(Given records begins)
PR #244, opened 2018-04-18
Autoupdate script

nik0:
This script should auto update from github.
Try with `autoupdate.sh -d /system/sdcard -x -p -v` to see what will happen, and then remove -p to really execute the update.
(Given records ends)
(Given records begins)
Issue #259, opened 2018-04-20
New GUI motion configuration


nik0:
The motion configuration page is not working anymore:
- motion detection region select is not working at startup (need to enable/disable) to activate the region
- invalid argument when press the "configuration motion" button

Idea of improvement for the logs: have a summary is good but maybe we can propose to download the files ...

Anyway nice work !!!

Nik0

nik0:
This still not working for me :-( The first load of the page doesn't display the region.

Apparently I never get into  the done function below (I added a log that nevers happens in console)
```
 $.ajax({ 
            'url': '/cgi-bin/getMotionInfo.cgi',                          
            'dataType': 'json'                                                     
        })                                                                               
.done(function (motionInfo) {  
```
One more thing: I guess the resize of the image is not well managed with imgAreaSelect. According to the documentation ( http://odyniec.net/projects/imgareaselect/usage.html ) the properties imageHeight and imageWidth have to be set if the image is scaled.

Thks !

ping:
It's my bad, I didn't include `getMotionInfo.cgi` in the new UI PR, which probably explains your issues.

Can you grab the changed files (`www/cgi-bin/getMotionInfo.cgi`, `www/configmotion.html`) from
(Given records ends)
Reproduce word for word the material above, beginning with the line that contains "PR #244, opened 2018-04-18" and ending with the line that contains "execute the update.".

** Written solution **
PR #244, opened 2018-04-18
Autoupdate script

nik0:
This script should auto update from github.
Try with `autoupdate.sh -d /system/sdcard -x -p -v` to see what will happen, and then remove -p to really execute the update.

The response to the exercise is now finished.